À chaque instant les expressions générales et simplement intelligibles se résolvent sous la plume de La Bruyère en petits faits sensibles [1] : ainsi, voulant indiquer le plaisir de faire du bien, il ne trouve pas de plus forte expression qu’une impression physique, le choc de deux regards qui se rencontrent et parlent : « Il y a du plaisir à rencontrer les yeux de celui à qui on vient de donner ». Veut-il peindre un docteur, il nous montre l’homme « qui a un long manteau de soie ou de drap de Hollande, une ceinture large et placée haut sur l’estomac, le soulier de maroquin, la calotte de même, d’un beau grain, un collet bien fait et bien empesé, les cheveux arrangés et le teint vermeil » : ce costume, c’est le « caractère » ; un peintre qui ferait un portrait n’exprimerait pas autrement le moral. Veut-il nous faire connaître une vieille coquette, qui se méconnaît, il la fait médire des vieilles femmes qui se parent ; mais à quel moment ? L’action physique qui accompagne les paroles de Lise en fait vigoureusement ressortir le ridicule : Lise se moque ainsi « pendant qu’elle se regarde au miroir, qu’elle met du rouge sur son visage et qu’elle place des mouches ». Donnez ce morceau à traduire à un de nos graveurs du xviiie siècle : sans rien ajouter, sans rien retrancher au texte de La Bruyère il fera une délicieuse estampe.
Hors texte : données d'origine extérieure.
PR #1141, opened 2019-02-22
LoadAndHighlightFields API

sreekanth-cb:
Refactoring the code a bit to let
applications perform the field loading
and highlighting. Mainly helpful
with the streamed result hits.

### DIFF
--- a/index_impl.go
+++ b/index_impl.go
@@ -542,70 +542,12 @@ func (i *indexImpl) SearchInContext(ctx context.Context, req *SearchRequest) (sr
 	}
 
 	for _, hit := range hits {
-		if len(req.Fields) > 0 || highlighter != nil {
-			doc, err := indexReader.Document(hit.ID)
-			if err == nil && doc != nil {
-				if len(req.Fields) > 0 {
-					fieldsToLoad := deDuplicate(req.Fields)
-					for _, f := range fieldsToLoad {
-						for _, docF := range doc.Fields {
-							if f == "*" || docF.Name() == f {
-								var value interface{}
-								switch docF := docF.(type) {
-								case *document.TextField:
-									value = string(docF.Value())
-								case *document.NumericField:
-									num, err := docF.Number()
-									if err == nil {
-										value = num
-									}
-								case *document.DateTimeField:
-									datetime, err := docF.DateTime()
-									if err == nil {
-										value = datetime.Format(time.RFC3339)
-									}
-								case *document.BooleanField:
-									boolean, err := docF.Boolean()
-									if err == nil {
-										value = boolean
-									}
-								case *document.GeoPointField:
-									lon, err := docF.Lon()
-									if err == nil {
-										lat, err := docF.Lat()
-										if err == nil {
-											value = []float64{lon, lat}
-										}
-									}
-								}
-								if value != nil {
-									hit.AddFieldValue(docF.Name(), value)
-								}
-							}
-						}
-					}
-				}
-				if highlighter != nil {
-					highlightFields := req.Highlight.Fields
-					if highlightFields == nil {
-						// add all fields with matches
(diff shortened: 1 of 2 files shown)


index_impl.go
```diff
@@ -632,6 +574,75 @@ func (i *indexImpl) SearchInContext(ctx context.Context, req *SearchRequest) (sr
 	}, nil
 }
 
+func LoadAndHighLightFields(hit *search.DocumentMatch, req *SearchRequest,
```
steveyen: minor naming thing -- I see existing code calls it "Highlighter", instead of "HighLighter" -- english is weird.

sreekanth-cb: done!

steveyen:
looks ok to me.

one thing, perhaps for the future, is i'm wondering whether the loading of field and the highlighting are or can be orthogonal.

search/search.go
```diff
@@ -279,6 +279,7 @@ type SearcherOptions struct {
 type SearchContext struct {
 	DocumentMatchPool *DocumentMatchPool
 	Collector         Collector
+	IndexReader       index.IndexReader
```
mschoch: wondering why this is needed?  it seems like the method you refactored passes the IndexReader as an argument, and I don't see search context used elsewhere in this change

sreekanth-cb: The thinking is that, the "MakeDocumentMatchHandler"  ref: "https://github.com/blevesearch/bleve/blob/master/search/collector.go#L51 here takes the SearchContext as an argument. And when the application gets this builder callback, then it can use this SearchContext information to invoke these LoadFieldsAndHighlight()/similar methods in bleve.

sreekanth-cb: For eg: the Collector inside the context can be used by the application to get a Collector chaining effect. Like, the application can process the hit on https://github.com/blevesearch/bleve/blob/master/search/collector.go#L40 callback and later pass it back to the topN collector handler like here: https://github.com/blevesearch/bleve/blob/master/search/collector/topn_test.go#L588

mschoch: So, I'm not completely sure I follow your scenario yet, but my understanding from the commit message was that this was just a refactor of one really long method (SearchInContext) into two slightly less long methods.  That was an obvious good improvement.  However, this second change seems unrelated (unless I still haven't gotten the connection).

The reason it seemed confusing to me was that generally, everyone that needs the IndexReader, is directly passed a copy of it today.  The SearchContext was added later, and my thinking was that everyone that got the SearchContext already got the IndexReader (usually as a separate argument).

Regarding your scenario you describe, are you suggesting that loading stored fields and highlighting should be done inside a collector (or collector chain) and not done outside it?

sreekanth-cb:
-Regarding your scenario you describe, are you suggesting that loading stored fields and highlighting should be done inside a collector (or collector chain) and not done outside it?

In a hit streaming scenario, the collector is orchestrating the application's document match builders and handlers. And hence it is appending the IndexReader to the SearchContext so that, the application handlers can load the stored fields by calling this new refactored method upon such requirements in the application logic.

mschoch:
Got it, so in that I just think it would have been more clear if the commit message explained the "why" a little better.  I had assumed the motivation for the refactor was simply to make it clearer, but you had a very concrete purpose in mind that wasn't explained fully in the commit message.

Now that I understand the purpose, I would just point that to me it adds some element of confusion.  Searchers are given an IndexReader in their New method, but each call to Next/Advance provides a SearchContext, which happens to contain an IndexReader (which happens to always be the same now, but which it would never use even if it was different).

I'm not suggesting this is terrible, or the end of the world.  Rather it looks like we're just stuffing things where they happen to be convenient, even if it doesn't seem to make sense in the bigger picture any more.

sreekanth-cb:
Yes, Agree that the intention wasn't made clear in the commit message. Since I had this hacky feel for these streaming related changes, thought of not highlighting that part.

Voilà par où vivent les personnages de La Bruyère : on les voit si nettement, ils sont si particuliers dans leur air et leur action, qu’on a peine à croire que l’artiste les ait composés, et non pas copiés. On en cherche les originaux : et comme ils sont en général si intelligemment choisis et si exactement rendus qu’ils ont derrière eux chacun une nombreuse série d’individus, il est rare qu’on ne trouve pas autour de soi, dans ses connaissances, une figure capable d’avoir servi d’original au peintre. De là les clefs de La Bruyère : il s’est défendu, comme Molière, et avec raison aussi dans une certaine mesure, contre la malignité publique acharnée à nommer les personnes d’après lesquelles il avait travaillé. Cependant, comme, après tout, il avait travaillé d’après nature, les gens qui vivaient dans son monde avaient chance parfois de rencontrer juste, et si les caractères d’Émile, de Straton,

  1. Étudier dans le chapitre des Grands le morceau : « Pendant que les Grands négligent de rien connaître », etc.